Euclidean Distance = sqrt(∑(xi−yi)^2), where i = 1 to i = n (number of vectors)

Example:

let us say v1 and v2 are vectors

v1 = [ 1 3 2 ]
v2 = [ 5 0 -3]

The Euclidean distance will be:

Euclidean distance = sqrt ( (1-5)^2 + (3-0)^2 + (2-(-3))^2 ) 
                   = sqrt ( 16 + 9 + 25 )
                   = sqrt (50)
                   = 5 * sqrt(2)

Example

Say, document similarity is to be found out for the following documents -

d1 - Music is a universal language
d2 - Music is a miracle
d3 - Music is a universal feature of the human experience

Step 1 - We calculate tf-idf for all three documents

Word tf d1 tf d2 tf d3 IDF tf-idfd1 tf-idfd2 tf-idfd3
music 0.2 0.25 0.11 0 0 0 0
is 0.2 0.25 0.11 0 0 0 0
a 0.2 0.25 0.11 0 0 0 0
universal 0.2 0 0.11 0.176 0.035 0 0.019
langauge 0.2 0 0 0.477 0.095 0 0
miracle 0 0.25 0 0.477 0 0.119 0
of 0 0 0.11 0.477 0 0 0.052
the 0 0 0.11 0.477 0 0 0.052
feature 0 0 0.11 0.477 0 0 0.052
experience 0 0 0.11 0.477 0 0 0.052
human 0 0 0.11 0.477 0 0 0.052
Document tf-idf vector
d1 [0, 0, 0, 0.035, 0.095, 0, 0, 0, 0, 0, 0]
d2 [0, 0, 0, 0, 0, 0.119, 0, 0, 0, 0, 0]
d3 [0, 0, 0, 0.019, 0, 0, 0.052, 0.052, 0.052, 0.052, 0.052]
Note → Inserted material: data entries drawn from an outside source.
PR #3111, opened 2023-09-28
Speed up core tests

fselmo:
### What was wrong?

Core tests take ~12 min on average to run. We should try to speed this up.

- use `pytest-xdist`
- split sync / async into separate runs
- ???

### Todo:

#### Cute Animal Picture

image


pacrob (approved):
lgtm!

PR #3116, opened 2023-10-04
WebsocketProviderV2 updates + formatting middleware bugfix

### LINKED ISSUE #3093: WebsocketProviderV2 field 'extraData'
I've encountered an issue with the web3.py. My code works fine with Ethereum contracts, but I face a ValueError about the HexBytes value being 280 bytes (expected 32) when working with contracts on the BSC network.

Name: web3
Version: 6.9.0

Error traceback:
```
Exception has occurred: ValueError
Could not format invalid value '0xd88301020a846765746888676f312e32302e34856c696e7578000000b19df4a2f8b5830cefffb860a1a315d2b3cb4db96507221c47f66e3e811db45aad4905d0950895c104cbeffa87eb4c8d2bcd1275835a08951dbeded9126c2c7985c9b5e597bde03d48c1d10325eda14b239e219baa9953384ade5f96899162cf6c52aa9d6ce2865e11617d58f84c8401e17177a03afff5ba177d1fcd859bff6a940b0e43551b38d5c85cb63e605baeeebccb0e6c8401e17178a06f53ccf029bd4c1451bbd8b956f264d13a312290307206861574b4c025a384928077cd060dd0ff0e42bb0981534e5ba1486fec61c24509d6da3e73630e2854104551e27360ac5196e18fd3665773728d98531a4cb6b9e4d628d6dcab406bceda0600' as field 'extraData'
ValueError: The value HexBytes('0xd88301020a846765746888676f312e32302e34856c696e7578000000b19df4a2f8b5830cefffb860a1a315d2b3cb4db96507221c47f66e3e811db45aad4905d0950895c104cbeffa87eb4c8d2bcd1275835a08951dbeded9126c2c7985c9b5e597bde03d48c1d10325eda14b239e219baa9953384ade5f96899162cf6c52aa9d6ce2865e11617d58f84c8401e17177a03afff5ba177d1fcd859bff6a940b0e43551b38d5c85cb63e605baeeebccb0e6c8401e17178a06f53ccf029bd4c1451bbd8b956f264d13a312290307206861574b4c025a384928077cd060dd0ff0e42bb0981534e5ba1486fec61c24509d6da3e73630e2854104551e27360ac5196e18fd3665773728d98531a4cb6b9e4d628d6dcab406bceda0600') is 280 bytes, but should be 32

The above exception was the direct cause of the following exception:

  File "test.py", line 13, in new_blocks
  File "test.py", line 22, in <module>
    asyncio.run(new_blocks())
ValueError: Could not format invalid value '0xd88301020a846765746888676f312e32302e34856c696e7578000000b19df4a2f8b5830cefffb860a1a315d2b3cb4db96507221c47f66e3e811db45aad4905d0950895c104cbeffa87eb4c8d2bcd1275835a08951dbeded9126c2c7985c9b5e597bde03d48c1d10325eda14b239e219baa9953384ade5f96899162cf6c52aa9d6ce2865e11617d58f84c8401e17177a03afff5ba177d1fcd859bff6a940b0e43551b38d5c85cb63e605baeeebccb0e6c8401e17178a06f53ccf029bd4c1451bbd8b956f264d13a312290307206861574b4c025a384928077cd060dd0ff0e42bb0981534e5ba1486fec61c24509d6da3e73630e2854104551e27360ac5196e18fd3665773728d98531a4cb6b9e4d628d6dcab406bceda0600' as field 'extraData'

```

my code:
```
import asyncio
from web3 import AsyncWeb3

async def new_blocks(): #                                           
    async with AsyncWeb3.persistent_websocket(WebsocketProviderV2("wss://bsc.getblock.io/mainnet/")) as w3:
        subscription_id = await w3.eth.subscribe("newHeads") #                  ^^^ or any BSC RPC
        try:
            while True:
                    print(response)
         
        except KeyboardInterrupt:
            await w3.eth.unsubscribe(subscription_id)

if __name__ == "__main__":
    asyncio.run(new_blocks())

```

fselmo:
### What was wrong?

- Closes #3093
- `WebsocketProviderV2` needed tests for subscriptions. While we revamp the test suite and try to get some actual integration tests for `eth_subscribe`, introduce some static tests to make sure our formatters and middleware work appropriately for subscriptions.
- Adds a timeout around trying to match the response `id` to the request `id` for a request. Also improves on the logic around matching the ids, simplifying it.
- Add unit tests for the raw response cache process. 
  - Ensure we are caching any undesired responses before returning the desired response.
  - Ensure we return the desired cached response, if cached, and that we never call recv() in that case. 
  - Test the timeout if a response with matching `id` never comes (see above bullet point for test case).
- **(breaking change for beta provider)** Refactor to a proper AsyncIterator pattern for receiving a persistent message stream from the socket.
- Update docs based on the above

### Todo:

### DIFF
--- a/docs/providers.rst
+++ b/docs/providers.rst
@@ -277,7 +277,7 @@ asynchronous context manager, can be found in the `websockets connection`_ docs.
         ...             if some_condition:
         ...                 # unsubscribe from new block headers and break out of
         ...                 # iterator
-        ...                 unsubscribed = await w3.eth.unsubscribe(subscription_id)
+        ...                 await w3.eth.unsubscribe(subscription_id)
         ...                 break
         ...
         ...         # still an open connection, make any other requests and get
--- a/docs/providers.rst
+++ b/docs/providers.rst
@@ -270,16 +270,15 @@ asynchronous context manager, can be found in the `websockets connection`_ docs.
         ...         # subscribe to new block headers
         ...         subscription_id = await w3.eth.subscribe("newHeads")
         ...
-        ...         unsubscribed = False
-        ...         while not unsubscribed:
-        ...             async for response in w3.ws.listen_to_websocket():
-        ...                 print(f"{response}\n")
-        ...                 # handle responses here
+        ...         async for response in w3.ws.listen_to_websocket():
+        ...             print(f"{response}\n")
+        ...             # handle responses here
         ...
-        ...                 if some_condition:
-        ...                     # unsubscribe from new block headers
-        ...                     unsubscribed = await w3.eth.unsubscribe(subscription_id)
-        ...                     break
+        ...             if some_condition:
+        ...                 # unsubscribe from new block headers and break out of
+        ...                 # iterator
+        ...                 unsubscribed = await w3.eth.unsubscribe(subscription_id)
+        ...                 break
         ...
         ...         # still an open connection, make any other requests and get
         ...         # responses via send / receive
--- a/web3/_utils/module_testing/persistent_connection_provider.py
+++ b/web3/_utils/module_testing/persistent_connection_provider.py
@@ -292,7 +292,6 @@ class PersistentConnectionProviderTest:
         expected_formatted_result: Any,
     ) -> None:
         sub_id = await async_w3.eth.subscribe(*subscription_params)
-        assert sub_id is not None
         assert is_hexstr(sub_id)
 
         async def _mocked_recv_coro() -> bytes:
--- a/web3/_utils/module_testing/persistent_connection_provider.py
+++ b/web3/_utils/module_testing/persistent_connection_provider.py
@@ -1,0 +1,272 @@
+import pytest
+from typing import (
+    TYPE_CHECKING,
+    Any,
+    Dict,
+    Tuple,
+    cast,
+)
+
+from eth_utils import (
+    is_hexstr,
+    to_bytes,
+)
+from hexbytes import (
+    HexBytes,
+)
+
+from web3._utils.encoding import (
+    FriendlyJsonSerde,
+)
+from web3.datastructures import (
+    AttributeDict,
+)
+from web3.types import (
+    FormattedEthSubscriptionResponse,
+)
+
+if TYPE_CHECKING:
+    from web3.main import (
+        _PersistentConnectionWeb3,
+    )
+
+
+class PersistentConnectionProviderTest:
+    @pytest.mark.asyncio
+    @pytest.mark.parametrize(
+        "subscription_params,ws_subscription_response,expected_formatted_result",
+        (
+            (
+                ("newHeads",),
+                {
+                    "jsonrpc": "2.0",
+                    "method": "eth_subscription",
+                    "params": {
+                        "subscription": "THIS_WILL_BE_REPLACED_IN_THE_TEST",
+                        "result": {
+                            "number": "0x539",
+                            "hash": "0xb46b85928f2c2264c2bf7ad5c6d6985664f1527e744193ef990cc0d3da5afc5e",  # noqa: E501
+                            "parentHash": "0xb46b85928f2c2264c2bf7ad5c6d6985664f1527e744193ef990cc0d3da5afc5e",  # noqa: E501
+                            "sha3Uncles": "0x1dcc4de8dec75d7aab85b567b6ccd41ad312451b948a7413f0a142fd40d49347",  # noqa: E501
+                            "logsBloom": "0x00",
+                            "transactionsRoot": "0x56260fe8298aff6d360e3a68fa855693f25dcb2708d8a7e509e8519b265d3988",  # noqa: E501
+                            "stateRoot": "0x56260fe8298aff6d360e3a68fa855693f25dcb2708d8a7e509e8519b265d3988",  # noqa: E501
+                            "receiptsRoot": "0x56260fe8298aff6d360e3a68fa855693f25dcb2708d8a7e509e8519b265d3988",  # noqa: E501
+                            "miner": "0x0000000000000000000000000000000000000000",
+                            "difficulty": "0x0",
+                            "extraData": "0x496c6c756d696e61746520446d6f63726174697a6520447374726962757465",  # noqa: E501
+                            "gasLimit": "0x1c9c380",
+                            "gasUsed": "0xd1ce44",
+                            "timestamp": "0x539",
+                            "baseFeePerGas": "0x26f93fef9",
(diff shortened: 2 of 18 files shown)


docs/providers.rst
```diff
@@ -270,16 +270,15 @@ asynchronous context manager, can be found in the `websockets connection`_ docs.
...
+        ...             # handle responses here
         ...
-        ...                 if some_condition:
-        ...                     # unsubscribe from new block headers
-        ...                     unsubscribed = await w3.eth.unsubscribe(subscription_id)
-        ...                     break
+        ...             if some_condition:
+        ...                 # unsubscribe from new block headers and break out of
+        ...                 # iterator
+        ...                 unsubscribed = await w3.eth.unsubscribe(subscription_id)
```
reedsa: Any reason to set the return value here to `unsubscribed`? Now that the wile loop is gone, perhaps dont need this variable.
```suggestion
        ...                await w3.eth.unsubscribe(subscription_id)
```

web3/_utils/module_testing/persistent_connection_provider.py
```diff
@@ -0,0 +1,325 @@
...
+    )
+    async def test_async_eth_subscribe_mocked(
+        self,
+        async_w3: "_PersistentConnectionWeb3",
+        subscription_params: Tuple[Any, ...],
+        ws_subscription_response: Dict[str, Any],
+        expected_formatted_result: Any,
+    ) -> None:
+        sub_id = await async_w3.eth.subscribe(*subscription_params)
+        assert sub_id is not None
```
reedsa: Nit: should we keep this assertion or add it to the test below? Looks like `is_hexstr` returns False for None anyway.

reedsa (commented):
Remaining nits, looking good otherwise!

docs/providers.rst
fselmo: Good eye 👌🏼

web3/providers/websocket/websocket_v2.py
```diff
@@ -158,40 +157,52 @@ async def make_request(self, method: RPCEndpoint, params: Any) -> RPCResponse:
...
+            # "bad" cases somewhat gracefully.
+            return await asyncio.wait_for(
+                _match_response_id_to_request_id(), self.call_timeout
+            )
+        except asyncio.TimeoutError:
+            raise TimeExhausted(
+                f"Timed out waiting for response to request id `{request_id}` after "
+                f"{self.call_timeout} seconds. This is likely due to the provider not "
+                "issuing a response with the same id that was sent in the request, "
+                "which is required by the JSON-RPC spec."
```
reedsa:
```suggestion
                f"Timed out waiting for response with request id `{request_id}` after "
                f"{self.call_timeout} seconds. This is likely due to the provider not "
                "returning a response with the same id that was sent in the request, "
                "which is required by the JSON-RPC spec."
```

web3/providers/websocket/websocket_v2.py
```diff
@@ -67,7 +66,7 @@ def __init__(
         self,
         endpoint_uri: Optional[Union[URI, str]] = None,
         websocket_kwargs: Optional[Dict[str, Any]] = None,
-        call_timeout: Optional[int] = None,
+        call_timeout: Optional[float] = DEFAULT_PERSISTENT_CONNECTION_TIMEOUT,
```
reedsa, line 69: The timeout may be `None` or could be the max float value, `wait_for` will in turn wait forever (or until the timeout of the large value provided). Since this would be intentionally set by the user, I think it is acceptable to let the connection stay open until the response id is returned, if ever. What do you think?

fselmo: Hmm. That's a good point. We use this not only for call timeouts but for the while loop timeout. What if we set the while loop timeout to `self.call_timeout or 20` so that if it is set to `None` for call timeouts, the while loop will still max out in `20` seconds. Or whatever we decide that default is. Since it differs from the timeout for each call, I think that might be a good alternative. Thoughts?

reedsa: Makes sense to have the timeout limit on the while loop. Paraphrasing what you said to make sure I have it right in my head, use the `call_timeout` unless it exceeds the threshold (20s or something). If `call_timeout` is larger than the threshold, the while loop will still  short circuit as desired.

fselmo: My suggestion would've only worked for `None` but I think yours works well.

```py
timeout = self.call_timeout if self.call_timeout and self.call_timeout <= 20 else 20
```

This also prevents it from being `0` in the `if` check. Anything from `0.1` to `20` is fair game.

pacrob (approved):
lgtm!

web3/providers/websocket/websocket_v2.py
```diff
@@ -158,40 +157,55 @@ async def make_request(self, method: RPCEndpoint, params: Any) -> RPCResponse:
...
+        try:
+            # Enters a while loop, looking for a response id match to the request id.
+            # If the provider does not give responses with matching ids, this will
+            # hang forever. The JSON-RPC spec requires that providers respond with
+            # the same id that was sent in the request, but we need to handle these
+            # "bad" cases somewhat gracefully.
+            timeout = (
+                self.call_timeout
+                if self.call_timeout and self.call_timeout <= 20
+                else 20
```
reedsa, line 199: Should use the `DEFAULT_PERSISTENT_CONNECTION_TIMEOUT` constant here.
```suggestion
                if self.call_timeout and self.call_timeout <= DEFAULT_PERSISTENT_CONNECTION_TIMEOUT
                else DEFAULT_PERSISTENT_CONNECTION_TIMEOUT
```

fselmo: Isn't this an entirely different bit of logic though? What if we agree to change the default timeout? I think that was the point of hard-coding this here.

Let's say I don't want _each_ call to the provider to take more than, say, 5 seconds. I wonder if I'm subscribed to a lot of subscriptions, if the response to my call won't be bogged down by the latency behind so many subscriptions where it may actually take longer than a call timeout to receive it.

Thoughts there?

reedsa: That's fine then, I have no concerns with using the hardcoded value as is. Definitely would be overkill to create yet another constant just for this logic.

reedsa (approved):
🚀 :shipit:

web3/providers/websocket/websocket_v2.py
fselmo: Yeah in the same way I think using `self.call_timeout` feels a bit disingenuous to use here too but at least the user can tweak that to make sense if desired. Definitely open to re-thinking this a bit more before ripping off the `beta` tag.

Let us calculate the document similarity w.r.t d3 -

Jaccard Distance between d1 and d3 -

J(d1, d3) = 4/14
              = 0.286

Jaccard Distance between d2 and d3 -

J(d2, d3) = 3/13
              = 0.231

Euclidean Distance between d1 and d3 using relative term frequency values -

E(d1, d3) = sqrt[ (0.2 - 0.11)^2 + (0.2 - 0.11)^2 + (0.2 - 0.11)^2 + (0.2 - 0.11)^2 + 0 + 0 + (0 - 0.11)^2 + (0 - 0.11)^2 + (0 - 0.11)^2 + (0 - 0.11)^2 + (0 - 0.11)^2]
              = sqrt[ 0.0081 + 0.0081 + 0.0081 + 0.0081 + 0.012 + 0.012 + 0.012 + 0.012 + 0.012]
              = sqrt(0.0924)
              = 0.303

Euclidean Distance between d2 and d3 using relative term frequency values -

E(d2, d3) = sqrt[ (0.25 - 0.11)^2 + (0.25 - 0.11)^2 + (0.25 - 0.11)^2 + (0 - 0.11)^2 + 0 + (0.25 - 0)^2 + (0 - 0.11)^2 + (0 - 0.11)^2 + (0 - 0.11)^2 + (0 - 0.11)^2 + (0 - 0.11)^2]
              = sqrt[ 0.0196 + 0.0196 + 0.0196 + 0.012 + 0.0625 + 0.012 + 0.012 + 0.012 + 0.012 + 0.012]
              = sqrt(0.1933)
              = 0.439

Cosine similarity between d1 and d3 -

num = [0, 0, 0, 0.035, 0.095, 0, 0, 0, 0, 0, 0] * [0, 0, 0, 0.019, 0, 0, 0.052, 0.052, 0.052, 0.052, 0.052]
    = 0*0 + 0*0 + 0*0 + 0.035*0.019 + 0.095*0 + 0*0 + 0*0.052 + 0*0.052 + 0*0.052 + 0*0.052 + 0*0.052 
    = 0.000665
    
den = sqrt[0 + 0 + 0 + 0.0012 + 0.009 + 0 + 0 + 0 + 0 + 0 + 0] * sqrt[0 + 0 + 0 + 0.0003 + 0 + 0 + 0.0027 + 0.0027 + 0.0027 + 0.0027 + 0.0027]
    = 0.0102 + 0.0138
    = 0.024
    
cosθ = 0.000665 / 0.024
     = 0.028

Cosine similarity between d2 and d3 -

num = [0, 0, 0, 0, 0, 0.119, 0, 0, 0, 0, 0] * [0, 0, 0, 0.019, 0, 0, 0.052, 0.052, 0.052, 0.052, 0.052]
    = 0*0 + 0*0 + 0*0 + 0*0.019 + 0*0 + 0.119*0 + 0*0.052 + 0*0.052 + 0*0.052 + 0*0.052 + 0*0.052 
    = 0

Thus,
cosθ = 0

Thus, it can be concluded that d1 and d3 have greater Cosine Similarity as is intuitive.

Note:

  • In this example, the most accurate Document Similarity is provided by Cosine Similarity.
  • Meanwhile, Jaccard Distance is fairly accurate as it states that the document pair d1 and d3 are more similar as compared to d2 and d3.
  • Euclidean Distance, on the other hand, makes a wrong conclusion altogether as the document similarity for the document pair d2 and d3 is greater than d1 and d3.